**Given records:**
====

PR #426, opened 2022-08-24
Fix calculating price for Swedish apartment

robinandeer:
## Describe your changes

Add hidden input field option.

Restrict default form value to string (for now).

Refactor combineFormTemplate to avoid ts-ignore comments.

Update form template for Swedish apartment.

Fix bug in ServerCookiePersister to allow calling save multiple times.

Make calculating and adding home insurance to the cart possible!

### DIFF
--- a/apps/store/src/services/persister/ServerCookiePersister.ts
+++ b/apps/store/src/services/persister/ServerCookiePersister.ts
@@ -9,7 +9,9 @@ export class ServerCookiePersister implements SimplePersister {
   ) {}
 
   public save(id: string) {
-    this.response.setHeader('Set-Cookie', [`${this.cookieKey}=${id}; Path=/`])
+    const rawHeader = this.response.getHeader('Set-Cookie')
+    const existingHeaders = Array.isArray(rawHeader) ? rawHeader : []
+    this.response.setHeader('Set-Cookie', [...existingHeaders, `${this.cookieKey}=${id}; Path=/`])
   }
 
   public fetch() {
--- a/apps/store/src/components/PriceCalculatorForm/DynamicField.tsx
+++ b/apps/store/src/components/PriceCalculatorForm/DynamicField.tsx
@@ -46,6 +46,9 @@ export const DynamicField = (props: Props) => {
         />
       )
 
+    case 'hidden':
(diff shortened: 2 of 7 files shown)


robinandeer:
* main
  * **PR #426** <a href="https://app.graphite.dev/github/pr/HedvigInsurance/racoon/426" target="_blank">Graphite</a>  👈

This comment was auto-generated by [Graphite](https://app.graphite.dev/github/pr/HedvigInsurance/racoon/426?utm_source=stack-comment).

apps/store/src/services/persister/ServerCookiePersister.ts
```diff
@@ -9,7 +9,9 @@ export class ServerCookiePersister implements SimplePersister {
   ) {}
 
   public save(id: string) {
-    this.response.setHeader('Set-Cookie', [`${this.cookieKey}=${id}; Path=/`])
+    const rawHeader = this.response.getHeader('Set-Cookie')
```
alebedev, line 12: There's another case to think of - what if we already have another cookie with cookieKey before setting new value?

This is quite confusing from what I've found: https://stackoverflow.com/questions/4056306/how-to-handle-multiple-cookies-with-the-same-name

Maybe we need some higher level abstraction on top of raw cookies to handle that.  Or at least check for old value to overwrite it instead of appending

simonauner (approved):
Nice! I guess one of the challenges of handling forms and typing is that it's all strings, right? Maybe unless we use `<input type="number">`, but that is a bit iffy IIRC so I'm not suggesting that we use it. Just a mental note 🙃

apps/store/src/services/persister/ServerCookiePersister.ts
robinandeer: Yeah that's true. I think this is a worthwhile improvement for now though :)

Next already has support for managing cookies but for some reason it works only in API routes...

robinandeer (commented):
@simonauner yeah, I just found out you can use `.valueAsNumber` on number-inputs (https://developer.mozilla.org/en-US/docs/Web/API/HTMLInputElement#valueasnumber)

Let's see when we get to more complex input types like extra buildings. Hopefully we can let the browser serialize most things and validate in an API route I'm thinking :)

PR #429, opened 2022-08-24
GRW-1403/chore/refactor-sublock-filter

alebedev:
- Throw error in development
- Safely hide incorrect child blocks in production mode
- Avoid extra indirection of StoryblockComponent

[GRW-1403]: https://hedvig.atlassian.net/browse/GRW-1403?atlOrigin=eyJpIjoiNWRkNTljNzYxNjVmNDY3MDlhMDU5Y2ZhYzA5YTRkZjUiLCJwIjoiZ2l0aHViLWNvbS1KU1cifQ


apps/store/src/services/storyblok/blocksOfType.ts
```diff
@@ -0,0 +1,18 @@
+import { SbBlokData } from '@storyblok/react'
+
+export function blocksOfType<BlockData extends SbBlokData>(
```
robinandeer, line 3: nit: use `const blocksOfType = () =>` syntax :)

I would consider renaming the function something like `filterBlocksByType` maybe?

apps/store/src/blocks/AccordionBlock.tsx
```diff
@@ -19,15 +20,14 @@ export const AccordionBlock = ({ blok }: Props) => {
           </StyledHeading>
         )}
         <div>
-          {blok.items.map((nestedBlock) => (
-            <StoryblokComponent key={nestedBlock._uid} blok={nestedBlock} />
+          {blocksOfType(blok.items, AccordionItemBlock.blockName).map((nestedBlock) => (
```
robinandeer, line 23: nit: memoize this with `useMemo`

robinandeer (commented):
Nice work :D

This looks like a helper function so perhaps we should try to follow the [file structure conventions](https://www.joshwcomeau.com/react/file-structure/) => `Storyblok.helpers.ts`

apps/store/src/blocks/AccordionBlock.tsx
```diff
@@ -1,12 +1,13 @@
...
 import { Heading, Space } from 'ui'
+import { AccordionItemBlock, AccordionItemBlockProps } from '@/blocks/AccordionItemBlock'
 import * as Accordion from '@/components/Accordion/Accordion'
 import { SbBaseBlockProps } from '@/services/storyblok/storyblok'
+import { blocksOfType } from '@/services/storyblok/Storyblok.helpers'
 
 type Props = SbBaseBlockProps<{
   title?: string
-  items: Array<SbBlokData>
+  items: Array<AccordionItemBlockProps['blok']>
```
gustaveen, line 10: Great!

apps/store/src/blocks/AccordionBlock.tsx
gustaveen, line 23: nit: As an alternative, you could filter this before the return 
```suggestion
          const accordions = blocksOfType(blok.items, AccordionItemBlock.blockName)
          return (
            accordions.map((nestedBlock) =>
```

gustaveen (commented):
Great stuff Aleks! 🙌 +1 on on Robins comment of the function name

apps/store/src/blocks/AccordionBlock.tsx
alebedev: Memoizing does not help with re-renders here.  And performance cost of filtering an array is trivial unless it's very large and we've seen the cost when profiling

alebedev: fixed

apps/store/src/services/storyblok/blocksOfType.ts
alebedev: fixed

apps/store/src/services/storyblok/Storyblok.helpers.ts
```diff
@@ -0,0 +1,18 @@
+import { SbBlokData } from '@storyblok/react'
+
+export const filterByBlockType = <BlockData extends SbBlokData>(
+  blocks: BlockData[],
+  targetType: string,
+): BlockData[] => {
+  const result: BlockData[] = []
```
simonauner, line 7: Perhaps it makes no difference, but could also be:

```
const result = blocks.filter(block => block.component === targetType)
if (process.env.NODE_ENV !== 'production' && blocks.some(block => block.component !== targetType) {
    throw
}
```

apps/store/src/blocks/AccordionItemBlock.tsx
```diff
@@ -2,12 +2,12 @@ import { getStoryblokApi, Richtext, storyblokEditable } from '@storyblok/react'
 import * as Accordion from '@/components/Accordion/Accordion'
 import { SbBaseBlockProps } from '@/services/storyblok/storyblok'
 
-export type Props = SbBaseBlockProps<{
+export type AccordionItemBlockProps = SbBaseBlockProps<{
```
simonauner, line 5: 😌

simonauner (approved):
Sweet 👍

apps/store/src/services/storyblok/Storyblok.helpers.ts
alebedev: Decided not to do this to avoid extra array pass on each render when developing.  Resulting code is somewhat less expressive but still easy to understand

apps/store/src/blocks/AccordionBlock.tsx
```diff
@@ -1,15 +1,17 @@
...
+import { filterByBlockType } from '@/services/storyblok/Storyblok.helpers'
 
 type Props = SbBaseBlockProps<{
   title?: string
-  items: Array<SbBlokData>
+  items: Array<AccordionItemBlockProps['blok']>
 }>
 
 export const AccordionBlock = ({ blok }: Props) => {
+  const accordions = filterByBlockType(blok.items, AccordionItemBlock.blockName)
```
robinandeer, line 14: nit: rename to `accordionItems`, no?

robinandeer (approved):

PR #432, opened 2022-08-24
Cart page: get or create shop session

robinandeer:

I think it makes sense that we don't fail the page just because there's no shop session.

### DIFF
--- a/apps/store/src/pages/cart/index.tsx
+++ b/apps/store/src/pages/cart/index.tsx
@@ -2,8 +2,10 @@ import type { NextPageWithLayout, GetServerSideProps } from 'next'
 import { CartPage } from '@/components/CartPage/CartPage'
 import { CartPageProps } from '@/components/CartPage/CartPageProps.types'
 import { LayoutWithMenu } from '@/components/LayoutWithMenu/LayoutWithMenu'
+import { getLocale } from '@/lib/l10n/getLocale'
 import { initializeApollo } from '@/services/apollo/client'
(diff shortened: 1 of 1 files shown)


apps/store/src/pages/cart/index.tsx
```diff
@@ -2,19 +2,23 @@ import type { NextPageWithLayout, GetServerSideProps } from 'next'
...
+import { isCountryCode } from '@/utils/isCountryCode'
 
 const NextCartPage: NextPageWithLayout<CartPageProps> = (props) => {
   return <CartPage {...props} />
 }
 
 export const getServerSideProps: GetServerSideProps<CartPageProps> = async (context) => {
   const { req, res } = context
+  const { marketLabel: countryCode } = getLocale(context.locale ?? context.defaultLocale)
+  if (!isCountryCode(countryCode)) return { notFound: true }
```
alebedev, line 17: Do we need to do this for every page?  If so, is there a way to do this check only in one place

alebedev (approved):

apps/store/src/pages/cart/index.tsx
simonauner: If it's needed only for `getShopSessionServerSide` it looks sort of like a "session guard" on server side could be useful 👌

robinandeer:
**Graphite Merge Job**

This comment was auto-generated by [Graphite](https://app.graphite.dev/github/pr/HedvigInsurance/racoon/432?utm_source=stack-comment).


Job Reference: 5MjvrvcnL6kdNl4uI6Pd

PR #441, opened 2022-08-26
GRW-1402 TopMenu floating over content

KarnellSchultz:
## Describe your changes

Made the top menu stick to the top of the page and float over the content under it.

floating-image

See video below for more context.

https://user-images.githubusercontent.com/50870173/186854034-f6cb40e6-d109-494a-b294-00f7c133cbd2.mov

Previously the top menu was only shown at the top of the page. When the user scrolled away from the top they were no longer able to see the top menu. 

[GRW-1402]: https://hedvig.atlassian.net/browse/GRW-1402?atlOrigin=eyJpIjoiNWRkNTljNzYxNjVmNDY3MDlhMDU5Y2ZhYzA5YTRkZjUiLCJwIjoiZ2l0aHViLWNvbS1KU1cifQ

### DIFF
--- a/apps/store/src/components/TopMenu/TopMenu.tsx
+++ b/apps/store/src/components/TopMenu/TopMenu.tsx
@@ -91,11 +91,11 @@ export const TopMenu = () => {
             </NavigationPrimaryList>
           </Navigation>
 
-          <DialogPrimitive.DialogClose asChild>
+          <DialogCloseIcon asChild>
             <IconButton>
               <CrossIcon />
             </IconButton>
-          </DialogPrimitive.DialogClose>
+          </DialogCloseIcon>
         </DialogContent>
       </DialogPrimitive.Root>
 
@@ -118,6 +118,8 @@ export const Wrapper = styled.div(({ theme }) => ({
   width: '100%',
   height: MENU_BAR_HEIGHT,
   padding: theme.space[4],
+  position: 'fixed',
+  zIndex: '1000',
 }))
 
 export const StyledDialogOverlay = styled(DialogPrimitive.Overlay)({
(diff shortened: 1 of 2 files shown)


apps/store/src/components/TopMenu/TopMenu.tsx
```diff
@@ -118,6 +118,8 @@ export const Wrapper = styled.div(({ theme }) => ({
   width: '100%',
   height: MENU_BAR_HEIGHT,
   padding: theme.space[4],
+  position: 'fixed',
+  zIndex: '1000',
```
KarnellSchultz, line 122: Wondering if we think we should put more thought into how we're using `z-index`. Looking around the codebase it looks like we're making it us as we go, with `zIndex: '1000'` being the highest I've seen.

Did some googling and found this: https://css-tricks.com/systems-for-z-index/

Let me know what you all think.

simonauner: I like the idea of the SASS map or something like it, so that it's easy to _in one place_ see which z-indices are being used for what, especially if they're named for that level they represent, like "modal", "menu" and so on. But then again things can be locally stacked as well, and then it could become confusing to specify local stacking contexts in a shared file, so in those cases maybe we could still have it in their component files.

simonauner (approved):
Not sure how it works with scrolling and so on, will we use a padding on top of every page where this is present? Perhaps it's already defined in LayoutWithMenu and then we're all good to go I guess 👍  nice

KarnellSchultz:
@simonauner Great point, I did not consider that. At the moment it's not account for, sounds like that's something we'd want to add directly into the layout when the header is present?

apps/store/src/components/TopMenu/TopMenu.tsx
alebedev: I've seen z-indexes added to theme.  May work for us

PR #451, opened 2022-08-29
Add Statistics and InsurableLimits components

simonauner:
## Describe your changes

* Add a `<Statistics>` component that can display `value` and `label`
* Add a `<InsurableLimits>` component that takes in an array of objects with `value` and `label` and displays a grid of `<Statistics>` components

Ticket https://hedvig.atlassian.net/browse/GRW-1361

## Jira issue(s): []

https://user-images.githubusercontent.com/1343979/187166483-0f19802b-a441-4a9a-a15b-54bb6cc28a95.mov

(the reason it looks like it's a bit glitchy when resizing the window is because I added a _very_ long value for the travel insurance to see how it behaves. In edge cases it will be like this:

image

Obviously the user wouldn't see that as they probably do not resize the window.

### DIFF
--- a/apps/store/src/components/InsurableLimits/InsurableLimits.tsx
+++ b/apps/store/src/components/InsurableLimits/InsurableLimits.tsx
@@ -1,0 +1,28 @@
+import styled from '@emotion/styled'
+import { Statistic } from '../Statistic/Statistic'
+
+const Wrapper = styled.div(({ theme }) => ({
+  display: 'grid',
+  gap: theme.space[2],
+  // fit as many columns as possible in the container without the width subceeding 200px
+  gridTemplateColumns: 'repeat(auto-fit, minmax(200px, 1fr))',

====

**What is expected:** What lines in the material above hold the word "targetType"? Pull them out.

**Response to this task:**
+  targetType: string,
const result = blocks.filter(block => block.component === targetType)
if (process.env.NODE_ENV !== 'production' && blocks.some(block => block.component !== targetType) {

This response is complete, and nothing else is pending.